** HOW TO COMPLETE THIS TASK **
Write out again, exactly, the lines of the listing below from the first one through the one that contains "(diff shortened: 1 of 1 files shown)", and no other lines.

↓↓↓

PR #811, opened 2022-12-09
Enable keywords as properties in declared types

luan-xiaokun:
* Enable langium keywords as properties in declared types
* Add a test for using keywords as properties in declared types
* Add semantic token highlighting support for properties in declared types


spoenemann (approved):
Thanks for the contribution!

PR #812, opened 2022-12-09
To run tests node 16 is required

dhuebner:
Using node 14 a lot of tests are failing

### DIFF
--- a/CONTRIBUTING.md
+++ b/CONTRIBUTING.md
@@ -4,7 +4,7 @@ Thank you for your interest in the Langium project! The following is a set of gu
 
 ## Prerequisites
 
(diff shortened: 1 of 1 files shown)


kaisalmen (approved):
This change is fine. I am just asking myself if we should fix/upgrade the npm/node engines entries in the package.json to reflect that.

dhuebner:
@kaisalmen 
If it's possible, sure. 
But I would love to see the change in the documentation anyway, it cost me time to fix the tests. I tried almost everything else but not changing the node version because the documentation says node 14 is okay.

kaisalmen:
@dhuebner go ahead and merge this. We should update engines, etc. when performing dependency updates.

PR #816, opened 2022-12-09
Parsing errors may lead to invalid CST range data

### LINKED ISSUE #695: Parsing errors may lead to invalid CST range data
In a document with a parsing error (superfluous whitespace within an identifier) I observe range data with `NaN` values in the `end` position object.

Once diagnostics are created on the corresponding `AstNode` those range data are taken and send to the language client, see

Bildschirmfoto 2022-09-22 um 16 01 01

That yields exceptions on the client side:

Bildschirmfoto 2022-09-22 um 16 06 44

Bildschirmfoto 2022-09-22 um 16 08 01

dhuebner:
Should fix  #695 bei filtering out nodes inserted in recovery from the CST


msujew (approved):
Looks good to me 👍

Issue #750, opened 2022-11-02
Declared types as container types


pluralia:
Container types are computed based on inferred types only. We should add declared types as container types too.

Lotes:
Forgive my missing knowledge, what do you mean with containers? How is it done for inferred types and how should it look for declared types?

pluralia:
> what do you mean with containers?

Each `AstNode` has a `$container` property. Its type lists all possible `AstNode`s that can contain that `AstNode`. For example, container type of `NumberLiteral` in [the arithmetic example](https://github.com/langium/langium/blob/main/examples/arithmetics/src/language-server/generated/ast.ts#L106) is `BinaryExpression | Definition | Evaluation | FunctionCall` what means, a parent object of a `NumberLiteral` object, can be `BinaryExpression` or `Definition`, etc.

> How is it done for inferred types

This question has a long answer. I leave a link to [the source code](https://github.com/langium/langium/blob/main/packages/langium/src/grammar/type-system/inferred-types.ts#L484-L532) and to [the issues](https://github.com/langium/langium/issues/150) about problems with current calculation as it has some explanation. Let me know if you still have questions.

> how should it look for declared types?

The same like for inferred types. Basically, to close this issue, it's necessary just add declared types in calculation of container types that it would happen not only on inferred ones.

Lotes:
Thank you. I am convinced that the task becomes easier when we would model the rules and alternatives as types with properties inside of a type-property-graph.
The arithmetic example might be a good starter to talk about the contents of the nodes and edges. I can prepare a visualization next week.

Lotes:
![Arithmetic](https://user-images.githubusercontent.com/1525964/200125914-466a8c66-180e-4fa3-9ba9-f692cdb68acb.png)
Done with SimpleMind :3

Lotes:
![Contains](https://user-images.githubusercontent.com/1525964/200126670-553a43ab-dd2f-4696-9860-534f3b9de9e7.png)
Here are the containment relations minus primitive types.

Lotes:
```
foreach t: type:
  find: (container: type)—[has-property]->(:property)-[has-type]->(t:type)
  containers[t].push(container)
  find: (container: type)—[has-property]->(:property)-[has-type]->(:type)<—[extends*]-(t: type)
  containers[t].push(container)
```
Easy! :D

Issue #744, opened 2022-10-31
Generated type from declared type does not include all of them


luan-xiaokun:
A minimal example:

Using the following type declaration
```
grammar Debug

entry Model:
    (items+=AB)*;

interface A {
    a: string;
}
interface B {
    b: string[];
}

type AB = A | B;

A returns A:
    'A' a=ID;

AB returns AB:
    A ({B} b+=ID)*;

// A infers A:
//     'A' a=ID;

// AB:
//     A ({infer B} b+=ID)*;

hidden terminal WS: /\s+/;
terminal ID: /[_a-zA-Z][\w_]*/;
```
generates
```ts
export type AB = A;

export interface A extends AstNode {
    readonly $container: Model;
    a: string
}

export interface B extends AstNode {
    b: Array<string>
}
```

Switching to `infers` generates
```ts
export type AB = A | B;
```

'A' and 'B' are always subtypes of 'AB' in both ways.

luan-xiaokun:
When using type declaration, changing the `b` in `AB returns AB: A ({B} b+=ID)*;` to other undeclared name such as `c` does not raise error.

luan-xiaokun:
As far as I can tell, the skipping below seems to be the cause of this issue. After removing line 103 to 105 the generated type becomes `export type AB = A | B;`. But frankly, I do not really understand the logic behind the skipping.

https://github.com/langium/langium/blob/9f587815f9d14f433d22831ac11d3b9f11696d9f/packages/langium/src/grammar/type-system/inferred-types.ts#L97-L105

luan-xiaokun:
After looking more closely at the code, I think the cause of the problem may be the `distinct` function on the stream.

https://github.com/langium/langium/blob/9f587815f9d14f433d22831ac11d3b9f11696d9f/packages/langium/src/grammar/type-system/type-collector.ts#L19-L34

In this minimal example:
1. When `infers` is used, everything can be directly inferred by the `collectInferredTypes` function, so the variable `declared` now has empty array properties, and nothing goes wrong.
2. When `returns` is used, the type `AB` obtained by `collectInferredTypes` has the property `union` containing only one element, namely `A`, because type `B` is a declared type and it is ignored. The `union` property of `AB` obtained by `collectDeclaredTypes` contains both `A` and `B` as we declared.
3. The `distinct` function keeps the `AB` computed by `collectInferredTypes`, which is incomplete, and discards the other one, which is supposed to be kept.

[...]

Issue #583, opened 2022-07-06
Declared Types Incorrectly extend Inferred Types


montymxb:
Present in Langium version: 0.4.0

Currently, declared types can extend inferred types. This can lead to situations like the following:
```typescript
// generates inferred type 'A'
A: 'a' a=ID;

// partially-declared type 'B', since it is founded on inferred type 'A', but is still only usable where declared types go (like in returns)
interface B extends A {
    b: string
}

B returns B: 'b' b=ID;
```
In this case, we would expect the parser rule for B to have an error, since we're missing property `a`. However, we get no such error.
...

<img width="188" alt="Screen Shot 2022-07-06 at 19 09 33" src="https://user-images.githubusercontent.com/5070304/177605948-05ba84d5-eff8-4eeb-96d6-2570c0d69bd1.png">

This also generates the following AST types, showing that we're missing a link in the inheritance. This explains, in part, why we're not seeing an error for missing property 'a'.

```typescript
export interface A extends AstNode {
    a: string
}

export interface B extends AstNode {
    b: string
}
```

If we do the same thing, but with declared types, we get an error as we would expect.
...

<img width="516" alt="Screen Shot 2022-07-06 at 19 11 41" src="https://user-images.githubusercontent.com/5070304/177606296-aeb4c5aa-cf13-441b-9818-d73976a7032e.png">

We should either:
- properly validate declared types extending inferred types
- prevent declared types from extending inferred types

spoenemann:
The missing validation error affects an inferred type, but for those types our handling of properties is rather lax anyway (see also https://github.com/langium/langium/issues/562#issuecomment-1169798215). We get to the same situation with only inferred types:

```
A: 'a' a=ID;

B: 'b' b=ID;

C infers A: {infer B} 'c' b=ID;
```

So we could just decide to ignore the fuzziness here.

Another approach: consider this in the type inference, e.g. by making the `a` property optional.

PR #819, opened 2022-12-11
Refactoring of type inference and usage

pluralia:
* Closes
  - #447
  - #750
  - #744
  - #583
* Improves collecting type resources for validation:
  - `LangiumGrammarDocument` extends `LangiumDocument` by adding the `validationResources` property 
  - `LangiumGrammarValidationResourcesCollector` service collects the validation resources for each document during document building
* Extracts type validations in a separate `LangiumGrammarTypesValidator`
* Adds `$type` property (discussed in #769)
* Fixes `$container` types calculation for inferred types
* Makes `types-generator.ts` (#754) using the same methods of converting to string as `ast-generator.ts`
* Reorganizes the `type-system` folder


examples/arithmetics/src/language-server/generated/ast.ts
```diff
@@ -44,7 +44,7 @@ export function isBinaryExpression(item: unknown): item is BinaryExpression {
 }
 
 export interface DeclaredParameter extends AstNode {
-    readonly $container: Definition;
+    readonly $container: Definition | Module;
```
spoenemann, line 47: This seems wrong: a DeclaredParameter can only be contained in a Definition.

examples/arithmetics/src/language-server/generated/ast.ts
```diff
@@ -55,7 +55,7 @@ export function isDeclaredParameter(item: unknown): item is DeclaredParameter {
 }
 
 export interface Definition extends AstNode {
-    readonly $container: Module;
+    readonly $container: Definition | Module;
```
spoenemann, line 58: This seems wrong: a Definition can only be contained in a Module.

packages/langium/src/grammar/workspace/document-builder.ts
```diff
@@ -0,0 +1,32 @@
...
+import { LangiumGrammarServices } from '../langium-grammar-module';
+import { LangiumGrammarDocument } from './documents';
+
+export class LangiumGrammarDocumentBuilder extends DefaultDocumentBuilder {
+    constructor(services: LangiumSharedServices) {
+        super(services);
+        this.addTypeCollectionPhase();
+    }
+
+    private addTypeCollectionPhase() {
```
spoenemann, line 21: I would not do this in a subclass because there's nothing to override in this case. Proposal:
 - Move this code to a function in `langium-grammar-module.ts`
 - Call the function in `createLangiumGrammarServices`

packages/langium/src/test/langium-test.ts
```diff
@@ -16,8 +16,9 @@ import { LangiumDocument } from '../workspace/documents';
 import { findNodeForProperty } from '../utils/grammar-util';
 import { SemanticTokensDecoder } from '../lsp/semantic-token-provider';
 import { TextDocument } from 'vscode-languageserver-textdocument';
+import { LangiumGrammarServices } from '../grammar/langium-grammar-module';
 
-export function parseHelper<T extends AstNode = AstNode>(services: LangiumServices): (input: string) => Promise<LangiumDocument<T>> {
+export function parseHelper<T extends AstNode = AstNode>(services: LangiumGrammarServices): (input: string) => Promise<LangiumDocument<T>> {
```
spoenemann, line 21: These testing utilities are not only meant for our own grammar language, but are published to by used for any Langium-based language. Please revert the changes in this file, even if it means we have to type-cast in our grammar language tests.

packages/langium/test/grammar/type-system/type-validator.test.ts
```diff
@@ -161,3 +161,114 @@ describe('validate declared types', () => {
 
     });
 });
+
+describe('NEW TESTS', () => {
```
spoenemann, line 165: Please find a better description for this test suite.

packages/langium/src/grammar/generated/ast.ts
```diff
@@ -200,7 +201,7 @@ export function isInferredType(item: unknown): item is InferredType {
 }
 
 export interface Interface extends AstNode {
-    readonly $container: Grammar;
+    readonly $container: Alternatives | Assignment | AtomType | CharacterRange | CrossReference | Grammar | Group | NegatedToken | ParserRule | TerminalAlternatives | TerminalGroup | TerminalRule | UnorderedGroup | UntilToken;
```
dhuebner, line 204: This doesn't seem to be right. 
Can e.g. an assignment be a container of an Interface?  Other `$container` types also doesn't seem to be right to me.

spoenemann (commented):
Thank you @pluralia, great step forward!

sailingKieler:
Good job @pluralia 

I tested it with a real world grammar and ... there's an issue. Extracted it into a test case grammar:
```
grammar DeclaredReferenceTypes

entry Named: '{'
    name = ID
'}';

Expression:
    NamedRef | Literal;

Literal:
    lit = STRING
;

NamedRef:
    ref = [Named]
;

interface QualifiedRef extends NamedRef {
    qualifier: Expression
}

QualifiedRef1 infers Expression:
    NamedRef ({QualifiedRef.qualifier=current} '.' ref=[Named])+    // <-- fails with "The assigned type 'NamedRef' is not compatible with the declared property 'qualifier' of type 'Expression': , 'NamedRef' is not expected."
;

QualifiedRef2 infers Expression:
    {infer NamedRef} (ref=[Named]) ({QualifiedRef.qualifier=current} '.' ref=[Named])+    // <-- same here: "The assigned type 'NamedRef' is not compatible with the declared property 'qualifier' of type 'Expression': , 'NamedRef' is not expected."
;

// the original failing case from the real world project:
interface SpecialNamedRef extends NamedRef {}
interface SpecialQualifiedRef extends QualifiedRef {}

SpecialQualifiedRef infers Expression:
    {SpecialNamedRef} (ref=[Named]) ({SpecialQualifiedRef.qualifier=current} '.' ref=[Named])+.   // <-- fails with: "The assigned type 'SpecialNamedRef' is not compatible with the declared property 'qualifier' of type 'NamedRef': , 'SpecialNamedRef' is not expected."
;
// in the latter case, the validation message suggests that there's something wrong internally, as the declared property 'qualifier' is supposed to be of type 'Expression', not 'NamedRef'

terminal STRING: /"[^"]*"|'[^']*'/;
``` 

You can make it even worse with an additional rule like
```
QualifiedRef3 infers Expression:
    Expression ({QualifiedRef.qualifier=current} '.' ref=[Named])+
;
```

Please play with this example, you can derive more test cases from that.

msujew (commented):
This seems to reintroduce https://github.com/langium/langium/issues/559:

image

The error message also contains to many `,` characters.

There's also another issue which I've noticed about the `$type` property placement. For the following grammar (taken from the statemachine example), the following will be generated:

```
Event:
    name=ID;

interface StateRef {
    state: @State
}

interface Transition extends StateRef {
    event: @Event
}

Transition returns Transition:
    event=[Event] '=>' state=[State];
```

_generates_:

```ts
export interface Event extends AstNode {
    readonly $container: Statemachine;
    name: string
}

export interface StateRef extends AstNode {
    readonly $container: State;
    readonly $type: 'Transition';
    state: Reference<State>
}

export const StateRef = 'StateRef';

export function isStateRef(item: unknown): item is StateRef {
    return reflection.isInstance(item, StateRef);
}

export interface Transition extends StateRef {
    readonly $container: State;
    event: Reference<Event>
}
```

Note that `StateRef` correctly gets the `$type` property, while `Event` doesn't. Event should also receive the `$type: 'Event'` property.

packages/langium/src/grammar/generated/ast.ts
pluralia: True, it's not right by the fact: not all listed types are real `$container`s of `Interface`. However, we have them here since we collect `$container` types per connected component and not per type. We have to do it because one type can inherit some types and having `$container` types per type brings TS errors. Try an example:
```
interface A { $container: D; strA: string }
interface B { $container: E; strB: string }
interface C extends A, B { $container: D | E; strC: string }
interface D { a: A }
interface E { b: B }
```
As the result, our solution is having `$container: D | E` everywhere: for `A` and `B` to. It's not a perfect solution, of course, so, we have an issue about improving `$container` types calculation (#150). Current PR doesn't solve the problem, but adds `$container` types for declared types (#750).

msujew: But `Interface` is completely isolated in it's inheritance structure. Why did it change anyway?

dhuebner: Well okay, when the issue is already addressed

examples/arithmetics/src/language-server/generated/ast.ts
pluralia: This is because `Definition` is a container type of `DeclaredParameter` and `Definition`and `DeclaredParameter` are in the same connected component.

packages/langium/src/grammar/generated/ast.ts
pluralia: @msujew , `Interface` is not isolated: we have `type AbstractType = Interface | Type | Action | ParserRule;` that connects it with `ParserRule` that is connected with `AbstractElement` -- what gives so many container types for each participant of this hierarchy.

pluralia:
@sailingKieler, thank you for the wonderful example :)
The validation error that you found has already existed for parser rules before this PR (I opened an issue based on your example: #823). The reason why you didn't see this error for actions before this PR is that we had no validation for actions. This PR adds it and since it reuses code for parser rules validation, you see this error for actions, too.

↑↑↑

** EXERCISE RESPONSE **
PR #811, opened 2022-12-09
Enable keywords as properties in declared types

luan-xiaokun:
* Enable langium keywords as properties in declared types
* Add a test for using keywords as properties in declared types
* Add semantic token highlighting support for properties in declared types


spoenemann (approved):
Thanks for the contribution!

PR #812, opened 2022-12-09
To run tests node 16 is required

dhuebner:
Using node 14 a lot of tests are failing

### DIFF
--- a/CONTRIBUTING.md
+++ b/CONTRIBUTING.md
@@ -4,7 +4,7 @@ Thank you for your interest in the Langium project! The following is a set of gu
 
 ## Prerequisites
 
(diff shortened: 1 of 1 files shown)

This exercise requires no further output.